▸ Problem statement
Go through the data below and return each line where the string "asked" appears.

Items from a dataset
════

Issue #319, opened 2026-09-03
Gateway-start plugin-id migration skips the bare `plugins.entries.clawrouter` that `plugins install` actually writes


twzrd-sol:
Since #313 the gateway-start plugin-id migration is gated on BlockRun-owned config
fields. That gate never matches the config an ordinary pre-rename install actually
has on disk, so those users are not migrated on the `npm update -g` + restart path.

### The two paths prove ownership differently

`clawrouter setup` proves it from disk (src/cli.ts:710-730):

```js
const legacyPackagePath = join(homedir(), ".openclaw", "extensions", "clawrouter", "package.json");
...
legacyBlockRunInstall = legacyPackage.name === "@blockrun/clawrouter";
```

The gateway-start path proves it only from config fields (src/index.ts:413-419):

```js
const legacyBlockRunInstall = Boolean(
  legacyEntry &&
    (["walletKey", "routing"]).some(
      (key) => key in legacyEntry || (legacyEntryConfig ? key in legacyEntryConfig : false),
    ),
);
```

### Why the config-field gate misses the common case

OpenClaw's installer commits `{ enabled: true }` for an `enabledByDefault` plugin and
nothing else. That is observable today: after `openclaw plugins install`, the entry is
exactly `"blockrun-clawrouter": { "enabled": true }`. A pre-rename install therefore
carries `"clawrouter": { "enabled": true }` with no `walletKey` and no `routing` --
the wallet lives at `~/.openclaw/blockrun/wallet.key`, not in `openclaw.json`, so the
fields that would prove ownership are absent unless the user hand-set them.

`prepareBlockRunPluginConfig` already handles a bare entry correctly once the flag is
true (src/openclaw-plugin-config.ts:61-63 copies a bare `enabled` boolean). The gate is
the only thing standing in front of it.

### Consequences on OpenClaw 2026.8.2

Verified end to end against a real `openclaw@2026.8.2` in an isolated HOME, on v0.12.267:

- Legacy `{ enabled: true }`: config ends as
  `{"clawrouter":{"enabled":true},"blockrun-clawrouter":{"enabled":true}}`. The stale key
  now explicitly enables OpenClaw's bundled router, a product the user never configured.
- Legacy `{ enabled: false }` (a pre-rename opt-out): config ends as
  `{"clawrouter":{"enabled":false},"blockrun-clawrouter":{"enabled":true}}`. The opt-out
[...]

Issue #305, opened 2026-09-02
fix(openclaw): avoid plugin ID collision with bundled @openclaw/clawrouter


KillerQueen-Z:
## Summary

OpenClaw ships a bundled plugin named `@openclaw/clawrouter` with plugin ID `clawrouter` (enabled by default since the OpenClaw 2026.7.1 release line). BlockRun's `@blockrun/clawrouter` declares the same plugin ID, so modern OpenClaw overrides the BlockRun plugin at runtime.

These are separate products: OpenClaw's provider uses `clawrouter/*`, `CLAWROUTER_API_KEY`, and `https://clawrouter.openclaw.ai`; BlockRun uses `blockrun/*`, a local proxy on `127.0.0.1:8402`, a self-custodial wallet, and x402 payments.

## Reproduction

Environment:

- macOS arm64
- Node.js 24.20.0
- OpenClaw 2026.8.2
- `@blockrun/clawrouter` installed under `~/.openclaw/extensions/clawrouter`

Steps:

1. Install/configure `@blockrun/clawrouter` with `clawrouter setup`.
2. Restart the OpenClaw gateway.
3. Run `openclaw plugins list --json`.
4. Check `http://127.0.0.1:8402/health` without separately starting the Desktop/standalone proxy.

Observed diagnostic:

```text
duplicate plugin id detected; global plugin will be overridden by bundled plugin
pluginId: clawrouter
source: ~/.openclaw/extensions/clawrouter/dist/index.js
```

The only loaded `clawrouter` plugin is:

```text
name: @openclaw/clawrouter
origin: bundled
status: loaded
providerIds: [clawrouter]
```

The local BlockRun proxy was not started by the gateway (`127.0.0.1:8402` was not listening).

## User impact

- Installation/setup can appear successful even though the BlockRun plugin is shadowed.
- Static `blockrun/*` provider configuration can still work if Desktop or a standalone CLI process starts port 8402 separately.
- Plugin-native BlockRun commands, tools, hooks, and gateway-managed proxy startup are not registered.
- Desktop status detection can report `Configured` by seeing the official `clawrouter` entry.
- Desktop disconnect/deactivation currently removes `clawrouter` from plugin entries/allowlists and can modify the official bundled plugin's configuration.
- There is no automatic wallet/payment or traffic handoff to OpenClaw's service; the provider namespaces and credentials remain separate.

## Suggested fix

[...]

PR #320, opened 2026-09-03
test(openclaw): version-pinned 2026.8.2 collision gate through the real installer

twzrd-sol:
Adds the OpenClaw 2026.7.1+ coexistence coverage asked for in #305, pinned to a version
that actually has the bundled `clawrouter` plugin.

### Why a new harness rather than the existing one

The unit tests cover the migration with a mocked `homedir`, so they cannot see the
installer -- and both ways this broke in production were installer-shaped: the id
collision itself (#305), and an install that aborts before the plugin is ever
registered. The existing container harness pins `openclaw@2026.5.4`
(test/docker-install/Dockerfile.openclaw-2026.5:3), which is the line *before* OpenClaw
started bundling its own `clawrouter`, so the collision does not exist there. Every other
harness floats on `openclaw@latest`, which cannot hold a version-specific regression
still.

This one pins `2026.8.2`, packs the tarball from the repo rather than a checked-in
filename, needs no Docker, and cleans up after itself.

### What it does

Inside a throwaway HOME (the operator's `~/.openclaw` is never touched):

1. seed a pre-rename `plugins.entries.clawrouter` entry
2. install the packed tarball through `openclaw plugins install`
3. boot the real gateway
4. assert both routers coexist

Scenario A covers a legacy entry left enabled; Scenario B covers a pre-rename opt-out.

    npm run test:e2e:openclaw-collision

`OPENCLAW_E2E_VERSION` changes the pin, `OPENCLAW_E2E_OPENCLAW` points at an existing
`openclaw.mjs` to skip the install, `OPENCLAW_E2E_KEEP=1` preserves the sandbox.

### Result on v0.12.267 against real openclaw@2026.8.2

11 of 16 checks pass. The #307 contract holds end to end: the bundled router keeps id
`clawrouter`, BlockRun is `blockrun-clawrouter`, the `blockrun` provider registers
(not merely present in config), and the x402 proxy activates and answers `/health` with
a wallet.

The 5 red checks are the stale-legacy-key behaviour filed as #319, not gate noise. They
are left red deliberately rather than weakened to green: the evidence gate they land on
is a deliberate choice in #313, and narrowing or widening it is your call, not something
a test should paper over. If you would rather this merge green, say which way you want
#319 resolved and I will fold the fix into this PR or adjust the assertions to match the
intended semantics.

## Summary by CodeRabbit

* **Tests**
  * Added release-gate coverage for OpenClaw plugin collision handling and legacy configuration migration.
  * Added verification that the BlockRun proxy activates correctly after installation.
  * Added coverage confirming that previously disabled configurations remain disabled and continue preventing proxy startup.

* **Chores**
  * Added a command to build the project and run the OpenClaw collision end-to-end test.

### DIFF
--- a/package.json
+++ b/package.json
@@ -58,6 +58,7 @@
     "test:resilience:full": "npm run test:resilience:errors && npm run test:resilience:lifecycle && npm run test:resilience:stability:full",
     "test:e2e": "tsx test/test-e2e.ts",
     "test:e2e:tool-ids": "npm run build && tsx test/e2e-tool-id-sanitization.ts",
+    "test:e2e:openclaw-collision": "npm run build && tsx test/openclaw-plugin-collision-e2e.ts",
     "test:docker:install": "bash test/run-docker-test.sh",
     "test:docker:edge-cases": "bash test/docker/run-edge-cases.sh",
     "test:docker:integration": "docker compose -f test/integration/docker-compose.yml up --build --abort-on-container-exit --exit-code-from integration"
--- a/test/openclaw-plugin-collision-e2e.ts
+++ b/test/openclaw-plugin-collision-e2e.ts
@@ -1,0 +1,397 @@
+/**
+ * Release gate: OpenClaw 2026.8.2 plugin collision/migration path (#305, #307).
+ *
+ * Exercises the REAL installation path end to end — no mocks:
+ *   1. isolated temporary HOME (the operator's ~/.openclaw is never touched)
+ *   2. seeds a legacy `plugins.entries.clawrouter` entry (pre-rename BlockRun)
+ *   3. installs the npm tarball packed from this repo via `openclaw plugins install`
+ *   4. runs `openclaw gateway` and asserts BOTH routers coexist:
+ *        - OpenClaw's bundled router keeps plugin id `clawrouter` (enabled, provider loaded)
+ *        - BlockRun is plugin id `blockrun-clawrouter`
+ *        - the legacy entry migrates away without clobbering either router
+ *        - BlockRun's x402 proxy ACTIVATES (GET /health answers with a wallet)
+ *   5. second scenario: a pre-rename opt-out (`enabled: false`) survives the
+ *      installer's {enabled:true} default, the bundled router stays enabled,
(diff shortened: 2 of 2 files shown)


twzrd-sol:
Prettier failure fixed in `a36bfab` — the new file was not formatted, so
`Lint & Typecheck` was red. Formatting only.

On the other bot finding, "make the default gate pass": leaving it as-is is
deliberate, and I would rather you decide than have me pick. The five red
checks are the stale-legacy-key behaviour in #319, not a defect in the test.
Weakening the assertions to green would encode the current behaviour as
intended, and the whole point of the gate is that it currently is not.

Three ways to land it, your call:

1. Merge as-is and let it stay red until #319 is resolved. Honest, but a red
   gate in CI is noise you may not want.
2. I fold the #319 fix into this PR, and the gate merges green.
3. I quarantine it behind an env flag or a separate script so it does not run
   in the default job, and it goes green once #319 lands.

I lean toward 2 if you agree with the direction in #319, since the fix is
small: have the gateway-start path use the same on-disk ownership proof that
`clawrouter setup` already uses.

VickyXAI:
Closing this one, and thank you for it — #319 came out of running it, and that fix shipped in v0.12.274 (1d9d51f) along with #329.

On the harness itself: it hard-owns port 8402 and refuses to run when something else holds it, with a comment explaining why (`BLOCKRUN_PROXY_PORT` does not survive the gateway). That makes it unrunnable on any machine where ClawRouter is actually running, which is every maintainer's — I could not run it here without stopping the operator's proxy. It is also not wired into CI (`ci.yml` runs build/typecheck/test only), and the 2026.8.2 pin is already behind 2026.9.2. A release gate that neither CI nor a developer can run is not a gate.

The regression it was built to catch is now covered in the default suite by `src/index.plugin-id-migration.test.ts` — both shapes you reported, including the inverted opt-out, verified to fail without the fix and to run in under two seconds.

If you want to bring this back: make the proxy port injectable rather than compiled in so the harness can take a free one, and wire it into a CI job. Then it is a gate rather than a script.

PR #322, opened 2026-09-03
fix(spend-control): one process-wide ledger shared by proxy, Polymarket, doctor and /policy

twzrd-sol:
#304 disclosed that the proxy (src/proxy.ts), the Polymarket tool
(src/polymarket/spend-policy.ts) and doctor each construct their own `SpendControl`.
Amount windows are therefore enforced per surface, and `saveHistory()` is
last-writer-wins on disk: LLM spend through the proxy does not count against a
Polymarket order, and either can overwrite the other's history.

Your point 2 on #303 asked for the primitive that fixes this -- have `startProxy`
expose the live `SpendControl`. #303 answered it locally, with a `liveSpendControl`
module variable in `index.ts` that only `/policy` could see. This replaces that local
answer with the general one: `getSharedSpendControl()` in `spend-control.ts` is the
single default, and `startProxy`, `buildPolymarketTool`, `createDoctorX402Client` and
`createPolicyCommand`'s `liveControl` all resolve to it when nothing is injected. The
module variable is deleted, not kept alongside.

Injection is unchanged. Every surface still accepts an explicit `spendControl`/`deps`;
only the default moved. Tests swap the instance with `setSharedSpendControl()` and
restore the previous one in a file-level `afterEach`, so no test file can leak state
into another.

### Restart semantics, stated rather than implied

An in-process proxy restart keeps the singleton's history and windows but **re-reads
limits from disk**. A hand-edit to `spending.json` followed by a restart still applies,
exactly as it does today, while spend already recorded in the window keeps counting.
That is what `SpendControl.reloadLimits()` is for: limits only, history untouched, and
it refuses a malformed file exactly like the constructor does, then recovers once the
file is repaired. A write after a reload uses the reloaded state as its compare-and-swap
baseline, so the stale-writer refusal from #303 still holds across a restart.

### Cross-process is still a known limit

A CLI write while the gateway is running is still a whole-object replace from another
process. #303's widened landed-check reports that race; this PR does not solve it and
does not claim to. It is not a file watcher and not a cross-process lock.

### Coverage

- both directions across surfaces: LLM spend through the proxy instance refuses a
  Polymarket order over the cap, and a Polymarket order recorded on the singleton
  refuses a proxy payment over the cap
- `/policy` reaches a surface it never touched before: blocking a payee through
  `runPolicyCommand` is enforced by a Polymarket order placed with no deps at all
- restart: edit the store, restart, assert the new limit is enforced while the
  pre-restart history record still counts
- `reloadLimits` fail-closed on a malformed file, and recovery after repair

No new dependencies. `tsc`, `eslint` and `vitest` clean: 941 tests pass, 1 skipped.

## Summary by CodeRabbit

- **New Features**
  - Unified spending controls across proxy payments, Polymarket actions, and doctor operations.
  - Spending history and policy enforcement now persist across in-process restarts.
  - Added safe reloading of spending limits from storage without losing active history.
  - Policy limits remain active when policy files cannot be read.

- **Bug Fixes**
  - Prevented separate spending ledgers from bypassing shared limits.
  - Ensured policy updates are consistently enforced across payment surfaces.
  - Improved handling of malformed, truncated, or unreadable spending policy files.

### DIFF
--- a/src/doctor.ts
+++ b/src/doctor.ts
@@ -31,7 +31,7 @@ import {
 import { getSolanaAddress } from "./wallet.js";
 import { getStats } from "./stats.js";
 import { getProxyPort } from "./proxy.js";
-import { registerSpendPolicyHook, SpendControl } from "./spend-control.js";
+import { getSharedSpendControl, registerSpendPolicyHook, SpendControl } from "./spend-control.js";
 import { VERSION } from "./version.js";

════

▸ Answer below
Adds the OpenClaw 2026.7.1+ coexistence coverage asked for in #305, pinned to a version
Your point 2 on #303 asked for the primitive that fixes this -- have `startProxy`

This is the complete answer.